Seit ich Gigi Pandians „The Locked Room Library“ im Mystery Magazine von Ellery Queen gelesen habe – es kam für mehrere Preise in die engere Wahl – war ich begierig darauf, ihre längeren Romane auszuprobieren. Pandians „Under Lock & Skeleton Key“ (Minotaur), der im vergangenen Frühjahr veröffentlicht wurde, eröffnet eine Serie, die sich auf die Secret Staircase Construction Company konzentriert, die sich darauf spezialisiert hat, versteckte Fächer, verschiebbare Bücherregale und ähnliches für die Häuser ihrer Kunden herzustellen. In diesem ersten Kriminalfall entdeckt eine junge Illusionistin namens Tempest Raj die Leiche von jemandem, den sie einst kannte, hinter einer Mauer, die angeblich seit mehr als einem Jahrhundert versiegelt ist. Pandian erklärt sich selbst zu einer Schülerin von John Dickson Carr, also bin ich gespannt, wie sich ihr neues Buch mit den Locked-Room-Klassikern des Meisters vergleicht.

Weisheit in Charles Baudelaires verrücktem Gekritzel finden

Lassen Sie mich zumindest zwei weitere attraktiv klingende Sommerfluchten erwähnen. JH Gelernters „Captain Grey’s Gambit“ (Norton), der während der napoleonischen Ära spielt, ist der zweite Einsatz des britischen Geheimagenten Richard Grey. In diesem liefert ein internationales Schachturnier den Hintergrund – und das allein verkauft das Buch für mich ziemlich gut. Als Bewunderer von David Stactons atemberaubend brillantem „The Judges of the Secret Court“ fühlte ich mich zu Paul Witcovers „Lincolnstein“ (PS Publishing) hingezogen, das sich auch auf die Ermordung von Abraham Lincoln durch John Wilkes Booth konzentriert. Aber in dieser fantastischen Neuinterpretation wird Lincoln durch radikale chirurgische Techniken, wie sie ein gewisser Victor Frankenstein anwendet, „gerettet“. Zufälligerweise wurde das neue Gehirn des Präsidenten aus dem Körper von Jim herausgeschnitten, dem langjährigen schwarzen Freund eines Geheimdienstoffiziers der Union namens Finn, der bald den Befehl erhält, das entflohene Monster zu jagen und zu vernichten. Wie könnte ein Fantasy-Roman angesichts solch ikonischer Charaktere amerikanischer sein, insbesondere wenn er auch die Themen Rasse, Ungleichheit und Liebe anspricht?

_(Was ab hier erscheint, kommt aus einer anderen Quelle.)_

Issue #705, opened 2022-08-10
v.3.0.0: AttributeError: 'ActionFacade' object has no attribute 'EnqueueOperation'


sed-i:
With [pylibjuju 3.0.0](https://github.com/canonical/prometheus-k8s-operator/runs/7771894069?check_suite_focus=true#step:5:31) there is now a [facade error](https://github.com/canonical/prometheus-k8s-operator/runs/7771894069?check_suite_focus=true#step:5:1394):

```
   File "/home/runner/work/prometheus-k8s-operator/prometheus-k8s-operator/.tox/integration/lib/python3.8/site-packages/juju/unit.py", line 233, in run_action
    res = await action_facade.EnqueueOperation(actions=[client.Action(
AttributeError: 'ActionFacade' object has no attribute 'EnqueueOperation'
```

cderici:
Yeah I'm currently working on a fix on actions that'll solve this one as well, thanks for reporting :+1:

PR #706, opened 2022-08-10
[JUJU-1593] Fix `run_actions` and facade issues

cderici:
#### Description

This change attempts to fix the `Unit.run_actions` issue where the resulting object is different based on the used Facade (which is based on whether the `2.9` or `3.0` juju client is being used). With this change both ways will return the same type of object as a result of running the action on the unit. It's also a continuation/possible-regression-fix of #698.

Also adding the `EnvironUpgrader` facade that's introduced in `Juju 3.0`, so we shouldn't get the "unexpected facade" warning anymore.

Also updating the clients with the latest schema from juju 3.0. In particuılar the Application facade version is bumped up `13` -> `14`.

With this #705 should be fixed too. 

#### QA Steps

QA steps for this is sort of a simulation of one of the real world libjuju uses in a function on [mongodb-operator](https://github.com/canonical/mongodb-operator/blob/8796be02e10b84f990da0426ad1cff5922dc506a/tests/integration/helpers.py#L39).

Get a controller on a k8s cloud (I did it on `microk8s`). The following then should work fine.
Full QA should be done with 2 separate controllers (at least that's what I did): one bootstrapped with `juju 2.9` and another with `juju 3.0`.

```python
async def _get_password():
    model = Model()
    await model.connect()
    await model.deploy('zinc-k8s')
    await model.wait_for_idle(status="active")

    unit = model.applications['zinc-k8s'].units[0]
    action = await unit.run_action("get-admin-password")
    action = await action.wait()
    print(action.results["admin-password"])
    await model.disconnect()
```

#### Notes & Discussion

This is also related (and most likely a fix) to:
*  https://github.com/openstack-charmers/zaza/issues/545
*  https://github.com/openstack-charmers/zaza/pull/546
* https://github.com/canonical/mongodb-operator/runs/7761747331?check_suite_focus=true


cderici:
@juanmanuel-tirado I haven't got the change to run the full test suite locally yet (only ran the linter and the qa steps above), so keep in mind before approving/landing this, it's important that we don't see any critical failures in the CI about facades etc, especially after updating the schema and the clients, if it's full green, then it's safe to go ahead and land after QAing :+1:

juanmanuel-tirado:
Manual QA runs OK with 2.9.32 and 3.0-rc1 controllers.

juanmanuel-tirado (approved):
LG2M

Issue #707, opened 2022-08-11
`unit.run` output doesn't contain "results" field in v3.0.0, which breaks `run_on_unit` function in zaza


agileshaw:
With python-libjuju 3.0.0, `unit.run` returns less information than before, notably the absent of the `results` field. I think the commit causes this change is [a1c4f20](https://github.com/juju/python-libjuju/commit/a1c4f20611cc014c7ec78e88840da1fa9ba75fd2) (when `self.connection.is_using_old_client` is true).

With 3.0.0
```
>>> print(action.data)
{'model-uuid': '12f9d804-4369-4071-86ee-3dfaaae00ed4', 'id': '26', 'receiver': 'ubuntu/0', 'name': 'juju-run', 'status': 'completed', 'message': '', 'enqueued': '2022-08-10T23:10:02Z', 'started': '2022-08-10T23:10:06Z', 'completed': '2022-08-10T23:10:06Z'}
```

With 2.9.11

Jede Sommerleseliste braucht mindestens eine „Wiederentdeckung“. Vor einiger Zeit schrieb ich über „Living Alone“, Stella Bensons seltsamen, fast surreal komischen Roman von 1919 über Magie und Hexerei. Jetzt hat Recovered Books Bensons „Pull Devil, Pull Baker“ neu veröffentlicht, das unwiderstehlich als „das seltsamste Buch, das Sie jemals lesen werden“ beschrieben wird. Es soll die Erinnerung an einen alternden russischen Betrüger sein, der in gebrochenem und seltsam geschriebenem Englisch spricht. Aber ist dieser selbsternannte „Don Juan unserer Tage“ echt? Es ist schwer zu sagen, aber ich vermute, das ist Teil des Spaßes.

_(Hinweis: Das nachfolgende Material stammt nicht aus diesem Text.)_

PR #714, opened 2022-08-18
[JUJU-1664] Add force, no-wait, destroy-storage params to app.destroy

### LINKED ISSUE #645: Application.destroy() should have force, no_wait, destroy_storage options
I would expect the api to reflect more closely the juju cli.
In particular I would expect Application.destroy() to expose options equivalent to `--force --no-wait --destroy-storage`, or to make clear in the docstring why it doesn't and what the actual behaviour is equivalent to.

cderici:
#### Description

This PR adds the parameters `force`, `no_wait` and `destroy_storage` parameters to `Application.destroy()`.

Fixes #645

#### QA Steps

```
tox -e integration -- tests/integration/test_application.py::test_app_destroy
```

```
tox -e integration -- tests/integration/test_application.py::test_app_remove_wait_flag
```

### DIFF
--- a/juju/application.py
+++ b/juju/application.py
@@ -227,8 +227,7 @@ class Application(model.ModelEntity):
         """
 
         if no_wait and not force:
-            log.warning("Invalid parameters. Automatically setting the --force parameter to True.")
-            force = True
+            raise JujuError("--no-wait without --force is not valid")
 
         app_facade = self._facade()
 
--- a/juju/application.py
+++ b/juju/application.py
@@ -217,16 +217,31 @@ class Application(model.ModelEntity):
         return await self.model.destroy_units(*unit_names)
     destroy_units = destroy_unit
 
-    async def destroy(self):
+    async def destroy(self, destroy_storage=False, force=False, no_wait=False):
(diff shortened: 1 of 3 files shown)


juju/application.py
```diff
@@ -217,16 +217,31 @@ async def destroy_unit(self, *unit_names):
...
+    async def destroy(self, destroy_storage=False, force=False, no_wait=False):
         """Remove this application from the model.
 
+        :param bool destroy_storage: Destroy storage attached to application unit. (=false)
+        :param bool force: Completely remove an application and all its dependencies. (=false)
+        :param bool no_wait: Rush through application removal without waiting for each individual step to complete (=false)
+        :param bool block: Blocks until the application is removed from the model
         """
+
+        if no_wait and not force:
```
juanmanuel-tirado, line 229: Following the behaviour from the CLI, `no-wait` and `force` should not be set by default.

juanmanuel-tirado (changes requested):
We must not set `force` and `no-wait` by default.

juanmanuel-tirado (approved):
LG2M

PR #717, opened 2022-08-23
action.wait will block until complete/failed -- update to the latest entity

addyess:
`action.wait()` returns itself with updated `self.results`, but the `self.data` is stale.  

this can result in situations where the results have valid data, but `action.success` may say `pending` or `running` when in reality it's complete or failed.

to address this issue, return `self.latest()` which should return a new Action object that's got a valid `completed` or `failed` action

### DIFF
--- a/juju/action.py
+++ b/juju/action.py
@@ -16,4 +16,4 @@ class Action(model.ModelEntity):
 
     async def wait(self):
         self.results or await self.fetch_output()
-        return self
+        return self.latest()


juanmanuel-tirado:
Please provide a description for the PR.

jameinel:
ok to test

jameinel:
add to whitelist

addyess:
@cderici , agree, this isn't a correct solution.  My tests proved that this PR isn't a fully baked conclusion because `action.latests()` didn't  update the model entity so the `data` property still had the old values.  

is interesting that `model._get_completed_action(...)` gets there and sees the entity as being completed, but the action object describing the entity is still out of data.  I'm wondering if the model state data isn't updated while it's polling the model to see if the entity is "completed or failed".  Your genius is better than my poor rags.  Thanks for looking into it

PR #720, opened 2022-08-23
[JUJU-1681] Add --attach-storage parameter to model.deploy

### LINKED ISSUE #716: Enable functionality for `juju deploy <charm> --attach-storage=<storage id>`
Enable an `attach-storage` option so that this is possible: `await ops_test.model.deploy(my_charm, num_units=1, attach-storage=storage_id)`

cderici:
#### Description

As the name suggests, this adds `--attach-storage` parameter to the `model.deploy()`.

Fixes #716 

#### QA Steps

The following test is added for this. However, see the Notes below.

```
tox -e integration -- tests/integration/test_model.py::test_model_attach_storage_at_deploy
```

All CI tests need to pass.

#### Notes & Discussion

Currently the `attach-storage` and `detach-storage` is not working consistently on the Juju side. So we're skipping the storage tests that need those functions. (Investigating on the Juju side) The reason we need them is that the `--attach-storage` parameter on the `deploy()` expects an already existing storage. And the only way that I know how to get one that's attachable is to `add_storage()` to a unit and `unit.detach_storage()` it, which makes the storage available and retain it in the model. For some reason, however, either the `detach` doesn't detach properly I'm not sure, the `remove_application` wipes the storage out of the model (in the juju cli as well).

### DIFF
--- a/juju/model.py
+++ b/juju/model.py
@@ -1670,7 +1670,7 @@ class Model:
             self, entity_url, application_name=None, bind=None,
             channel=None, config=None, constraints=None, force=False,
             num_units=1, overlays=[], plan=None, resources=None, series=None,
-            storage=None, to=None, devices=None, trust=False):
+            storage=None, to=None, devices=None, trust=False, attach_storage=[]):
         """Deploy a new service or bundle.
 
         :param str entity_url: Charm or bundle url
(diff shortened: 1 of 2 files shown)


MiaAltieri:
Awesome stuff here! Big thanks @cderici

juanmanuel-tirado (approved):
LG2M

PR #722, opened 2022-08-24
[JUJU-1663] Drop Python 3.5 support from python-libjuju

cderici:
#### Description

Python-libjuju no longer supports Python 3.5 (:tada:), following the Juju dropping support for xenial.

#### QA Steps

The PR on `juju-qa-jenkins` to remove the `Python3.5` tests is up https://github.com/juju/juju-qa-jenkins/pull/67, and I ran the job builder with the changes, so we shouldn't see any (unit, integration) tests spawn for `Python 3.5`.

Even if they spawn somehow, we can ignore them, but we need to make sure all the other tests are passing for other Python versions. (Modulo, of course we might have some known intermittent bugs that are still under investigation.)

### DIFF
--- a/tests/integration/test_connection.py
+++ b/tests/integration/test_connection.py
@@ -147,12 +147,6 @@ class RedirectServer:
         if hasattr(ssl, 'PROTOCOL_TLS_SERVER'):
             # python 3.6+
             protocol = ssl.PROTOCOL_TLS_SERVER
-        elif hasattr(ssl, 'PROTOCOL_TLS'):
-            # python 3.5.3+
-            protocol = ssl.PROTOCOL_TLS
-        else:
-            # python 3.5.2
-            protocol = ssl.PROTOCOL_TLSv1_2
         self.ssl_context = ssl.SSLContext(protocol)
         crt_file = Path(__file__).with_name('cert.pem')
         key_file = Path(__file__).with_name('key.pem')
--- a/tests/unit/test_bundle.py
+++ b/tests/unit/test_bundle.py
@@ -1122,10 +1122,6 @@ class TestBundleHandler:
 
         bundle = await handler._handle_local_charms(bundle, bundle_dir)
 
-        # TODO: for some reason 'assert_has_calls' is failing in
-        # Python3.5, refactor this with 'assert_has_calls' when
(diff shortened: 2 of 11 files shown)


cderici:
Two initial observations on the CI:
* Unit tests didn't spawn, probably because we're modifying the `.github/workflow/tox.yaml` (which is what is used to spawn the unit tests)
* We seem to be getting all kinds of weirdness from Jenkins for the integration tests (Not related to the PR). There was a recent maintenance on that, might be the cause of what's going on. We should probably wait to land this until we see the tests running and passing. (except the `github-integration-tests-pylibjuju-python3.5`)

tests/unit/test_bundle.py
```diff
@@ -1122,10 +1122,6 @@ async def __call__(self, *args, **kwargs):
 
         bundle = await handler._handle_local_charms(bundle, bundle_dir)
 
-        # TODO: for some reason 'assert_has_calls' is failing in
-        # Python3.5, refactor this with 'assert_has_calls' when
-        # Python3.5 support is dropped
-
```
jack-w-shaw, line 1128: But has this refactor been done?

tests/integration/test_connection.py
```diff
@@ -147,12 +147,6 @@ def __init__(self, destination):
         if hasattr(ssl, 'PROTOCOL_TLS_SERVER'):
```
jack-w-shaw, line 147: Will this `if` ever fail? Do we really want to do nothing if it is false? This seems like a potential way in for a silent failure

tests/unit/test_bundle.py
cderici: No, because I think keeping the explicit checks helps to make it clear what is being tested and how. I'm not a huge fan making things concise in testing, it only conceals stuff and introduces more magic imho (... turns around and runs `tox` :facepalm:).

Here's the original change that switched to explicit https://github.com/juju/python-libjuju/commit/2dc598adbfb93d23279952f17a23a26cf3478459 , I think keeping it like this is better, but not a big deal really to change it back, let me know what you think.

jack-w-shaw (approved):
LGTM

Michael Dirda rezensiert Bücher für Style jeden Donnerstag.

Korrektur:

Eine frühere Version dieses Artikels sagte fälschlicherweise, dass „Ulysses“ am 16. Juni 1922 veröffentlicht wurde. Sie wurde im Februar 1922 veröffentlicht. Dieser Artikel wurde korrigiert.

Ein Hinweis für unsere Leser

Wir nehmen am Partnerprogramm von Amazon Services LLC teil, einem Affiliate-Werbeprogramm, mit dem wir Gebühren verdienen können, indem wir auf Amazon.com und verbundene Websites verlinken.

Leave a Reply

Your email address will not be published.